TNO, Zeist, Netherlands.
Danone Food Safety Center, Utrecht, Netherlands.
Front Immunol. 2019 Nov 13;10:2672. doi: 10.3389/fimmu.2019.02672. eCollection 2019.
To assess the safety and efficacy of oral immune interventions, it is important and required by regulation to assess the impact of those interventions not only on the immune system, but also on other organs such as the gut as the porte d'entrée. Despite clear indications that the immune system interacts with several physiological functions of the gut, it is still unknown which pathways and molecules are crucial to assessing the impact of nutritional immune interventions on gut functioning. Here we used a network-based systems biology approach to clarify the molecular relationships between immune system and gut functioning and to identify crucial biomarkers to assess effects on gut functions upon nutritional immune interventions. First, the different gut functionalities were categorized based on literature and EFSA guidance documents. Moreover, an overview of the current assays and methods to measure gut function was generated. Secondly, gut-function related biological processes and adverse events were selected and subsequently linked to the physiological functions of the GI tract. Thirdly, database terms and annotations from the Gene ontology database and the Comparative Toxicogenomics Database (CTD) related to the previously selected gut-function related processes were selected. Next, database terms and annotations were used to identify the pathways and genes involved in those gut functionalities. In parallel, information from CTD was used to identify immune disease related genes. The resulting lists of both gut and immune function genes showed an overlap of 753 genes out of 1,296 gut-function related genes indicating the close gut-immune relationship. Using bioinformatics enrichment tools DAVID and Panther, the identified gut-immune markers were predicted to be involved in motility, barrier function, the digestion and absorption of vitamins and fat, regulation of the digestive system and gastric acid, and protection from injurious or allergenic material. Concluding, here we provide a promising systems biology approach to identify genes that help to clarify the relationships between immune system and gut functioning, with the aim to identify candidate biomarkers to monitor nutritional immune intervention assays for safety and efficacy in the general population. This knowledge helps to optimize future study designs to predict effects of nutritional immune intervention on gut functionalities.

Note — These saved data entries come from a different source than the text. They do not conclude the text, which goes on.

PR #442, opened 2016-12-06
Add JSON-LD verification via BTC public key

harlantwood:
We have signature validation with bitcoin keys [working and live on a demo server](http://thawing-inlet-70039.herokuapp.com/playground/).  

**We should wait for the following to be merged before merging this PR:**

- [x] https://github.com/digitalbazaar/jsonld-signatures/pull/10
- [x] https://github.com/digitalbazaar/jsonld-signatures/pull/16
- [x] https://github.com/digitalbazaar/jsonld-signatures/pull/17

Once https://web-payments.org/contexts/security-v1.jsonld contains EcdsaKoblitzSignature2016 we can: 

- [x] Change https://comakery.github.io/json-ld.org/schemas/security-v1-patch.jsonld to https://w3id.org/security/v1 within this PR

Nice to have but probably not critical:

https://github.com/web-payments/web-payments.org/issues/41

cc @ChristopherA @msporny

### DIFF
--- a/playground/index.html
+++ b/playground/index.html
@@ -252,13 +252,13 @@ yT2IMAWbY76Bmi8TeQJAfdLJGwiDNIhTVYHxvDz79ANzgRAd1kPKPddJZ/w7Gfhm
             </div>
 
             <div id="privatekey-koblitz-div" class="span6">
-              <h3>Bitcoin Private Key (ECDSA Koblitz)</h3>
+              <h3>Bitcoin (ECDSA Koblitz) Private Key for Signing</h3>
               <textarea id="privatekey-koblitz" class="compressed process span6 codemirror-input"
-                placeholder="Enter your Bitcoin (koblitz) private key here..." rows="3">L4mEi7eEdTNNFQEWaa7JhUKAbtHdVvByGAqvpJKC53mfiqunjBjw</textarea>
+                placeholder="Enter your Bitcoin (Koblitz) private key here..." rows="3">L4mEi7eEdTNNFQEWaa7JhUKAbtHdVvByGAqvpJKC53mfiqunjBjw</textarea>
 
-              <h3>Bitcoin Public Key (ECDSA Koblitz)</h3>
+              <h3>Bitcoin (ECDSA Koblitz) Public Key for Verification</h3>
               <textarea id="publickey-koblitz" class="compressed process span6 codemirror-input"
-                placeholder="Enter your Bitcoin (koblitz) public key here..." rows="3">1LGpGhGK8whX23ZNdxrgtjKrek9rP4xWER</textarea>
+                placeholder="Enter your Bitcoin (Koblitz) public key here..." rows="3">1LGpGhGK8whX23ZNdxrgtjKrek9rP4xWER</textarea>
 
               <div class="koblitz-verification"></div>
             </div>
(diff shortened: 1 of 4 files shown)


harlantwood:
@ChristopherA @msporny @aquabu @gkellogg this is ready to merge IMO.  Please take a look at the demo: http://thawing-inlet-70039.herokuapp.com/playground/ and/or the code, and let's give it some 👍  or 👎 .  Thanks!

msporny:
Works for me, fine with it getting merged. 

I have the following requests for future discussion:

1. We need to figure out how to make the UI for all of this more intuitive. It'll help if/when we launch a digital verification playground. 
2. There is no way to put in some signed JSON-LD and see if the signature checks out. The Koblitz stuff only checks to see if the displayed information is valid (which is fine, but the DV Playground should probably just have a signature checking mechanism).
3. The key format is strange because it 1) doesn't allow lookups, 2) doesn't enable extra metadata to be stored w/ the key, and 3) differs from the public key input box (hex vs. Base58Check).

Only the third item really needs work before we suggest the signature format for broader use. The first two is on us to make sure it's all more friendly to use in the DV Playground.

Thanks a ton for all the hard work @harlantwood.

+1 from me to merge.

harlantwood:
> 3. The key format is strange because it ... 3) differs from the public key input box (hex vs. Base58Check).

Yeah, this one was weird, so I pushed a fix.

harlantwood:
> There is no way to put in some signed JSON-LD and see if the signature checks out. The Koblitz stuff only checks to see if the displayed information is valid (which is fine, but the DV Playground should probably just have a signature checking mechanism).

I'm not sure if it's quite what you mean, but if you paste in a different (valid) public key ( eg try `1duznTM2aFTdzUnvGx7oBHjWubRpE2EBX`) you will see that the signature (created by signing with an unrelated private key) fails to validate using this public key.  However, if you then paste in the private key that matches this new public key (`L1CwqSsUaGh7NXPB8BfotjdtkzTSWrsRmx1PrtfvK3ZwkgMQRphG`), a new signature is generated, and this one is validated by the matching public key.

I clarified the verbiage a bit in the UI:

- Bitcoin (ECDSA Koblitz) Private Key for Signing
- Bitcoin (ECDSA Koblitz) Public Key for Verification

The latest code is at http://thawing-inlet-70039.herokuapp.com/playground/

harlantwood:
@msporny can we merge this?  Any feedback from others?   @dlongley  @davidlehn @ChristopherA

dlongley:
@harlantwood,

Merged to avoid any further hold up. We can make any additional adjustments as needed via new PRs.

msporny:
Thanks for merging, @dlongley. Sorry, @harlantwood we never meant this PR to hang out there that long.

> I'm not sure if it's quite what you mean

I was raising a general concern wrt. digital signatures and the JSON-LD playground, not with anything you did. What I meant was that "A person can't show up with a digitally signed message and just dump it into the JSON-LD input box and then know whether or not the signature is valid". We have no generalized signature verification mechanism. From what I gather, anything dumped into the JSON-LD input box is then re-signed with the value in "Bitcoin (ECDSA Koblitz) Private Key for Signing" and then checked against the public key in "Bitcoin (ECDSA Koblitz) Public Key for Verification".

harlantwood:
Ah makes sense.  NP, thanks for feedback and merging.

为了评估口服免疫干预措施的安全性和有效性,根据规定,不仅要评估这些干预措施对免疫系统的影响,还要评估它们对肠道等门户器官的影响,这一点很重要。尽管有明确的迹象表明免疫系统与肠道的几个生理功能相互作用,但仍不清楚哪些途径和分子对于评估营养免疫干预对肠道功能的影响至关重要。在这里,我们使用基于网络的系统生物学方法来阐明免疫系统和肠道功能之间的分子关系,并确定关键的生物标志物来评估营养免疫干预对肠道功能的影响。首先,根据文献和 EFSA 指导文件对不同的肠道功能进行了分类。此外,还生成了一份评估肠道功能的当前检测和方法概述。其次,选择了与肠道功能相关的生物过程和不良事件,并随后将其与胃肠道的生理功能联系起来。第三,从基因本体数据库和比较毒理学基因组数据库(CTD)中选择与之前选择的与肠道功能相关的过程相关的数据库术语和注释。接下来,使用数据库术语和注释来识别涉及这些肠道功能的途径和基因。同时,使用 CTD 的信息来识别与免疫疾病相关的基因。在 1296 个与肠道功能相关的基因中,这两个肠道和免疫功能基因的列表显示出 753 个基因重叠,表明肠道和免疫之间存在密切的关系。使用生物信息学富集工具 DAVID 和 Panther,预测鉴定出的肠道-免疫标志物与运动、屏障功能、维生素和脂肪的消化和吸收、消化系统和胃酸的调节以及对有害或变应原物质的保护有关。综上所述,我们在这里提供了一种有前途的系统生物学方法来识别有助于阐明免疫系统和肠道功能之间关系的基因,目的是确定候选生物标志物来监测营养免疫干预试验的安全性和有效性在普通人群中。这些知识有助于优化未来的研究设计,以预测营养免疫干预对肠道功能的影响。